The Real Winona Ryder (C4); Desert Darlings (C4) "SHE came, she stole, she left" was how a witness summed up two-time Oscar nominee Winona Ryder's shoplifting spree in Saks Fifth Avenue store in Beverly Hills in December 2001.
Her trial provided endless photo and media opportunities, including the fact that on the jury was the former head of Sony Pictures for whom she'd made three films.
This was more than a simple case of celebrity shoplifting. Controlled substances, including eight different forms of painkiller, as well as 5,000 dollars-worth of frocks and accessories, were found on her at the time of her arrest.
The Real Winona Ryder provided a field day for anyone who loves to see people who've supposedly got everything fall to earth with a bump. Comedian Greg Proops said what many of us were thinking: "I love when celebrities get in situations like this."
This being Hollywood, much was done to cover her tracks before the trial. Charges relating to the drugs were dropped. She was convicted of two counts of grand theft and vandalism, and sentenced to 480 hours community service.
Many questions were left unanswered. Why did she have drugs given to cancer patients and those who've undergone heart surgery? What about the six aliases she used to obtain prescription drugs around the Los Angeles area? And how did this fit in with having Timothy Leary, spritual mentor of the Sixties counter culture, as a godfather?
Winona was a hippy kid raised in a TV-less community, but who inherited her father's love of literature and her mother's love of movies. When the family returned to civilisation, she didn't fit in. She was plagued with insomnia. Her waif-like look caused her to be beaten up by local youths mistaking her for an effeminate boy.
Films such as Beetlejuice and Heathers made her one of the most sought-after young actresses in Hollywood, and there were romances with the likes of Johnny Depp. But rumours of her uneven temperament spread. For some she had the makings of a celebrity junkie.
It was suggested shoplifting was a way of drawing attention to her misery - "not just a cry for Gucci, but a cry for help" as one wag put it. After cutting her finger snippping off labels from dresses with a pair of scissors, she asked store staff for a plaster. Hardly the action of a crafty thief.

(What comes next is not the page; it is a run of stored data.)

PR #944, opened 2023-09-03
Fill the `origin` fields of all TIR nodes

### LINKED ISSUE #941: Add `Node<..>` to exhaustiveness structures

### LINKED ISSUE #943: Fill out AST IDs in the TIR `origin` fields

kontheocharis:
This PR:
- fills the `origin` field of each TIR node to its appropriate `AstNodeId`,
- ~adds `Node<..>` wrappers to the exhaustiveness data structures and appropriately fills their origins,~
- and adds a new `NodeOrigin::Computed` variant for results from CTE.

When the `NodeOrigin::Generated` variant is used, it is accompanied by a `##GeneratedOrigin` note in order to justify why this is okay. Additionally, there are some `@@MissingOrigin` action items which require some more thought about what the origin should be.

This PR does not yet remove the old location store/AST info map (#942). This will be done in the next PR.
Closes #941, closes #943


compiler/hash-exhaustiveness/src/storage.rs
```diff
@@ -1,13 +1,14 @@
...
 
 use crate::{construct::DeconstructedCtor, deconstruct::DeconstructedPat};
 
 new_store_key!(pub DeconstructedPatId, derives = Debug);
-pub type DeconstructedPatStore = DefaultStore<DeconstructedPatId, DeconstructedPat>;
+pub type DeconstructedPatStore = DefaultStore<DeconstructedPatId, Node<DeconstructedPat>>;
 
 new_store_key!(pub DeconstructedCtorId, derives = Debug);
-pub type DeconstructedCtorStore = DefaultStore<DeconstructedCtorId, DeconstructedCtor>;
+pub type DeconstructedCtorStore = DefaultStore<DeconstructedCtorId, Node<DeconstructedCtor>>;
```
feds01, line 11: Not sure this is right to do, there isn't really s need for them to be in nodes.

compiler/hash-semantics/src/passes/discovery/defs.rs
```diff
@@ -485,9 +500,10 @@ impl<'tc> DiscoveryPass<'tc> {
                 buf.push((
                     node.id(),
                     Decl {
-                        name: sym(binding.name.ident),
-                        // is_mutable: binding.mutability.as_ref().map(|m| *m.body())
```
feds01, line 489: Maybe a leave a comment that mutability should be added here in `@@Future`?

compiler/hash-semantics/src/passes/resolution/paths.rs
```diff
@@ -51,8 +51,8 @@ use crate::diagnostics::error::{SemanticError, SemanticResult};
 #[derive(Clone, Debug)]
 pub struct AstPathComponent<'a> {
     pub name: Identifier,
-    pub name_span: Span,
-    pub args: Vec<AstArgGroup<'a>>,
+    pub name_node_id: AstNodeId,
+    pub args: Node<Vec<AstArgGroup<'a>>>,
     pub node_id: ast::AstNodeId,
```
feds01, line 56: Nice!

compiler/hash-semantics/src/passes/resolution/scoping.rs
```diff
@@ -146,13 +147,16 @@ impl<'tc> Scoping<'tc> {
     pub(super) fn lookup_symbol_by_name_or_error(
         &self,
         name: impl Into<Identifier>,
-        span: Span,
+        origin_node_id: AstNodeId,
```
feds01, line 150: Overly verbose name, perhaps `origin` or `node`

feds01 (changes requested):

compiler/hash-semantics/src/passes/discovery/defs.rs
kontheocharis: I don't think that's necessary tbh, we have to figure out mutability/memory as a whole anyway, which will probably require additions in lots of places..

compiler/hash-exhaustiveness/src/storage.rs
kontheocharis: It is so that the recovered `TIR` nodes can have their original origins

feds01: But they don’t need an origin, its only ever used in a position so that it can be printed, the locations are irrelevant

kontheocharis: I guess, though it might be useful for richer errors, for example to justify why there are/aren't more constructors it can point to the constructors definition.. I could also remove it if you think that is better..

feds01: that is impossible since the ones that will be generated will always have an un-trackable span

feds01: I think we can remove it for now until there is a more explicit intent on using the information. If it is later deemed that the information is useful, we can re-add it. Perhaps we should save those changes as a patch somewhere?

feds01 (approved):

PR #957, opened 2023-09-04
re-implement `#dump_ast` and re-organise AST printing code

feds01:
- ast+expand: imlement `#dump_ast` directive
- ast: move `tree.rs` into `hash-ast-utils`
- move AST pretty printing from `hash-fmt` into `hash-ast-utils`


compiler/hash-ast-utils/src/lib.rs
```diff
@@ -0,0 +1,10 @@
+//! Defines various utilties that can be used to hash the AST. This crate
```
kontheocharis, line 1: `hash the AST`?

kontheocharis (approved):

PR #961, opened 2023-09-08
TIR: Merge `Ty` and `Term` enums

### LINKED ISSUE #947: Merge the `Term` and `Ty` enums, removing lots of redundancy in the process

kontheocharis:
Due to the presence of `Term::Ty` and `Ty::Eval`, the `Term` and `Ty` enums are mutually recursive. Additionally, `Var` and `Hole` exist both on `Term` and `Ty`, introducing the annoying equivalences `Ty::Eval(Term::Var(x)) == Ty::Var(x)`, `Ty::Eval(Term::Ty(x)) = x` etc. In order to eliminate all of this redundancy, this PR merges the two enums into `Term`, by moving the rest of the `Ty` variants into `Term`. This greatly simplifies a lot of code while keeping the size of `Term` to 32 bytes.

Perhaps, instead of community service, Ryder should have been forced to join the journey across the Namibian desert in Africa in the reality series Desert Darlings. Spending a month with this band of ill-prepared travellers would put her worries into perspective.
This three-parter comes from an old hand in fly-on-the-wall documentaries, Peter Watson. Every effort has been made to ensure conflict and agony on the trek as the participants, who replied to an internet ad, include a female lawyer with a bad back, a lesbian couple, a married couple from Norton in Cleveland, and Liz who can sulk for England.
Their leader is Ken Hames, an SAS major who, like the rest of us, wonders how they're going to cope. "A spark of purpose is what's required. We have not got commitment," he says.
That certainly applies to lawyer Marie, whose husband has to carry her heavy backpack. Hames won't let her play that sick card too often. "I'm not sure how Marie is going to survive the next few weeks because, as the pressure increases, I wonder whether she's going to use her bad back as an excuse," he says.
The trip, I suspect, is going to be more fun for viewers than Marie.